Emotionen sind eine zentrale Erscheinung in unserem Leben, weil sie meist mit persönlich relevanten Ereignissen verknüpft sind. Betrachten Sie einmal den Handel, wird ein komplexes Gefüge zwischen unserer Gefühlswelt und dem Verkauf von Produkten sichtbar. Emotionen beeinflussen unsere Kaufentscheidung.

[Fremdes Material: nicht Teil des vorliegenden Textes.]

PR #4502, opened 2024-05-23
out_file:add warn message for symlink_path-setting

### LINKED ISSUE #4490: out_file:Inconsistent path settings and symlink_path settings.
### Describe the bug

If tag is set in the chunk key, We will get an error unless we specify the tag in the path setting of the out_file plugin.
However, there is no such check in the symlink_path setting. (i.e., no error occurs even if no tag is specified.)
Also, this check is a setting to make the pass unique, but if we use a part of tag such as tag[0] instead of tag, no error will occur.

Is this an intended spec? Or is there a check omitted?

### To Reproduce

For example, use the following input.
```apache
<source>
  @type sample
  sample {"message":"hoge"}
  tag test.hoge
</source>

<source>
  @type sample
  sample {"message":"fuga"}
  tag test.fuga
</source>
```
At this time, setting the out_file plugin as follows will result in an error.
```apache
<match test.**>
  @type file
  path /tmp/test
 symlink_path /tmp/test/link/${tag}
  append true

  <buffer time,tag>
    @type file
    path /tmp/test/buffer
    timekey 60 
    timekey_wait 3
  </buffer>
</match>
```
```
 $ bundle exec fluentd -c /Users/fluentd/configuration.txt
2024-04-26 10:20:51 +0900 [info]: init supervisor logger path=nil rotate_age=nil rotate_size=nil
2024-04-26 10:20:51 +0900 [info]: parsing config file is succeeded path="/Users/fluentd/configuration.txt"
2024-04-26 10:20:51 +0900 [info]: gem 'fluentd' version '1.16.5'
2024-04-26 10:20:51 +0900 [error]: config error file="/Users/fluentd/configuration.txt" error_class=Fluent::ConfigError error="Parameter 'path: /tmp/test/test.%Y%m%d%H%M.log' doesn't have tag placeholder"
```
However, if the out_file plugin is set up as follows, there is no error and two outputs compete for a single path.
```apache
<match test.**>
  @type file
  path /tmp/test/${tag[0]}
 symlink_path /tmp/test/link/${tag}
  append true

  <buffer time,tag>
    @type file
    path /tmp/test/buffer/tag
    timekey 60 
    timekey_wait 3
  </buffer>
</match>
```
```
/tmp/test $ ls -R
buffer			test.202405091047.log	test.202405091049.log
link			test.202405091048.log

./buffer:
tag

./buffer/tag:
buffer.b617fba30cfcdcb64c554db644d9ef7c5.log
buffer.b617fba30cfcdcb64c554db644d9ef7c5.log.meta
buffer.b617fba30dd0f05a6f9a793e93f657172.log
buffer.b617fba30dd0f05a6f9a793e93f657172.log.meta

./link:
test		test.fuga	test.hoge
/tmp/test $ tail test.202405091048.log
2024-05-09T10:48:00+09:00	test.fuga	{"message":"fuga"}
2024-05-09T10:48:01+09:00	test.fuga	{"message":"fuga"}
2024-05-09T10:48:02+09:00	test.fuga	{"message":"fuga"}
...
2024-05-09T10:48:59+09:00	test.fuga	{"message":"fuga"}
2024-05-09T10:48:00+09:00	test.hoge	{"message":"hoge"}
2024-05-09T10:48:01+09:00	test.hoge	{"message":"hoge"}
...
2024-05-09T10:48:59+09:00	test.hoge	{"message":"hoge"}
```
Furthermore, if the out_file plugin is set up as follows, there will be no error and the two will compete for a single symlink_path.
```apache
<match test.**>
  @type file
  path /tmp/test/${tag[0]}
 symlink_path /tmp/test/link
  append true

  <buffer time,tag>
    @type file
    path /tmp/test/buffer
    timekey 60
    timekey_wait 3
  </buffer>
</match>
```
```
$ ls -R
buffer  link

./buffer:
buffer.b616f84e16b5e9575a8a61ca0cbf34536.log        buffer.b616f84e16b968e52f8d0c2bc37bdb9d9.log
buffer.b616f84e16b5e9575a8a61ca0cbf34536.log.meta   buffer.b616f84e16b968e52f8d0c2bc37bdb9d9.log.meta

./link:
test
/tmp/test $ tail link/test
2024-04-26T13:26:39+09:00   test.fuga   {"message":"fuga"}
2024-04-26T13:26:40+09:00   test.fuga   {"message":"fuga"}
2024-04-26T13:26:41+09:00   test.fuga   {"message":"fuga"}
...
/tmp/test $ tail link/test
2024-04-26T13:27:00+09:00   test.hoge   {"message":"hoge"}
2024-04-26T13:27:01+09:00   test.hoge   {"message":"hoge"}
2024-04-26T13:27:02+09:00   test.hoge   {"message":"hoge"}
...
```

### Expected behavior

In either case, an error should occur. (Or this is the intended specification.)

### Your Environment

```markdown
- Fluentd version:1.17.0
- Operating system:
ProductName:		macOS
ProductVersion:		13.0
BuildVersion:		22A380
- Kernel version:22.1.0
```

### Your Configuration

See `To Reproduce` section.

### Your Error Log

See `To Reproduce` section.

### Additional context

_No response_

Shingo-Nakayama:
* Partially fixes #4490

According to the issue https://github.com/fluent/fluentd/issues/4490 , if a `tag` or `keys` is set in the chunk key and those placeholders do not exist in the `symlink_path`, multiple chunks to compete for the same symlink and some logs can't be taken from it.
Since this is unintended behavior, I think it is necessary to inform the user that this is a bad setting by the warn message.

If a `tag` or `keys` is set in the chunk key and those placeholders do not exist in the `symlink_path`, the following warning log is displayed.

Ex:
```
<source>
  @type sample
  sample {"message":"hoge","key1":"A","key2":"B"}
  tag test.hoge
</source>

<source>
  @type sample
  sample {"message":"fuga","key1":"A","key2":"B"}
  tag test.fuga
</source>

<match test.**>
  @type file
  path /tmp/test/${tag}/${key1}/${key2}
 symlink_path /tmp/test/link
  append true

  <buffer time,tag,key1,key2>
    @type file
    path /tmp/test/buffer/tag
    timekey 60 
    timekey_wait 3
  </buffer>
</match>
```
```
[warn]: #0 Parameter 'symlink_path: /tmp/test/link' doesn't have tag placeholder. This means multiple chunks are competing for a single symlink_path, so some logs may not be taken from the symlink.
[warn]: #0 Parameter 'symlink_path: /tmp/test/link' doesn't have enough placeholders for keys key1,key2. This means multiple chunks are competing for a single symlink_path, so some logs may not be taken from the symlink.
```

**Docs Changes**:
None (may be necessary)

**Release Note**: 
Same with the title

### DIFF
--- a/test/plugin/test_out_file.rb
+++ b/test/plugin/test_out_file.rb
@@ -130,7 +130,7 @@ class FileOutputTest < Test::Unit::TestCase
           'path' => "#{TMP_DIR}/${tag}/${type}/conf_test.%Y%m%d.%H%M.log",
           'add_path_suffix' => 'false',
           'append' => "true",
-          'symlink_path' => "#{TMP_DIR}/conf_test.current.log",
+          'symlink_path' => "#{TMP_DIR}/${tag}/conf_test.current.log",
           'compress' => 'gzip',
           'recompress' => 'true',
         }, [
@@ -181,6 +181,25 @@ class FileOutputTest < Test::Unit::TestCase
       ])
       assert_nothing_raised do
         Fluent::Test::Driver::Output.new(Fluent::Plugin::NullOutput).configure(conf)
+      end
+    end
+
+    test 'symlink path has not tag placeholder or key placeholder' do
+      conf = config_element('match', '**', {
+          'path' => "#{TMP_DIR}/${tag}/${key1}/${key2}/conf_test.%Y%m%d.%H%M.log",
+          'symlink_path' => "#{TMP_DIR}/conf_test.current.log",
+        }, [
+          config_element('buffer', 'time,tag,key1,key2', {
+              '@type' => 'file',
+              'timekey' => '1d',
+              'path' => "#{TMP_DIR}/buf_conf_test",
+          }),
+      ])
+      assert_nothing_raised do
+        d = create_driver(conf)
+        assert do
+          d.logs.count { |log| log.include?("symlink_path:") } == 2
+        end
       end
     end
   end
--- a/test/plugin/test_out_file.rb
+++ b/test/plugin/test_out_file.rb
@@ -184,7 +184,8 @@ class FileOutputTest < Test::Unit::TestCase
       end
     end
 
-    test 'symlink path has not tag placeholder or key placeholder' do
+    test 'warning for symlink_path not including correct placeholders corresponding to chunk keys' do
+      omit "Windows doesn't support symlink" if Fluent.windows?
       conf = config_element('match', '**', {
           'path' => "#{TMP_DIR}/${tag}/${key1}/${key2}/conf_test.%Y%m%d.%H%M.log",
           'symlink_path' => "#{TMP_DIR}/conf_test.current.log",
@@ -198,7 +199,7 @@ class FileOutputTest < Test::Unit::TestCase
       assert_nothing_raised do
         d = create_driver(conf)
         assert do
-          d.logs.count { |log| log.include?("symlink_path:") } == 2
+          d.logs.count { |log| log.include?("multiple chunks are competing for a single symlink_path") } == 2
         end
       end
     end
--- a/lib/fluent/plugin/out_file.rb
+++ b/lib/fluent/plugin/out_file.rb
@@ -172,15 +172,14 @@ module Fluent::Plugin
           log.warn "symlink_path is unavailable on Windows platform. disabled."
           @symlink_path = nil
         else
-          #add check if symlink_path has a tag placeholder.
-            placeholder_validators(:symlink_path, @symlink_path).reject{|v| v.type == :time }.each do |v|
+          placeholder_validators(:symlink_path, @symlink_path).reject{ |v| v.type == :time }.each do |v|
             begin
               v.validate!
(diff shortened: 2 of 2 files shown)


test/plugin/test_out_file.rb
```diff
@@ -183,6 +183,25 @@ def create_driver(conf = CONFIG, opts = {})
...
+          config_element('buffer', 'time,tag,key1,key2', {
+              '@type' => 'file',
+              'timekey' => '1d',
+              'path' => "#{TMP_DIR}/buf_conf_test",
+          }),
+      ])
+      assert_nothing_raised do
+        d = create_driver(conf)
+        assert do
+          d.logs.count { |log| log.include?("symlink_path:") } == 2
```
daipom, line 201:
```suggestion
          d.logs.count { |log| log.include?("multiple chunks are competing for a single symlink_path") } == 2
```

It would be safer to look for a string that essentially represents the expected log.

daipom (changes requested):
Thanks for this fix!
Could you please fix the following points?

daipom (approved):
LGTM. Thanks!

Gleiches funktioniert aber auch in die umgekehrte Richtung, denn eine Kaufentscheidung bewirkt wiederum Freude, Erleichterung oder gar ein schlechtes Gewissen. Interessant sind jedoch vor allem die Einflussfaktoren im Außen. In dem Moment, in dem Sie einen Verkaufsraum betreten, sind Sie beeinflusst. Oder vielleicht sogar schon davor?

Der Aufbau der Website

Gerade in Zeiten, in denen wir täglich Kontakt mit „Influencern“ haben, sollten wir das doch wirklich nicht außer Acht lassen, während wir uns in Folgendem mit dem E-Commerce und dem (online) Handel um unsere Emotionen auseinandersetzen. Wir werden versuchen zu verstehen, welche Emotionen besonders interessant für den Internethandel sind, wie unsere „Feelings“ zu richtigen Verkaufstreibern werden und wie das übergeordnete Ziel des optimierten Verkaufserlebnisses strategisch verfolgt wird.

1. Emotionen

„Emotion ist ein seltsames Wort. Fast jeder denkt, er versteht, was es bedeutet, bis er versucht es zu definieren. Dann behauptet praktisch niemand mehr es zu verstehen“ (Wegner et al. 1962, zitiert nach Schmidt-Atzert 1996, S. 18).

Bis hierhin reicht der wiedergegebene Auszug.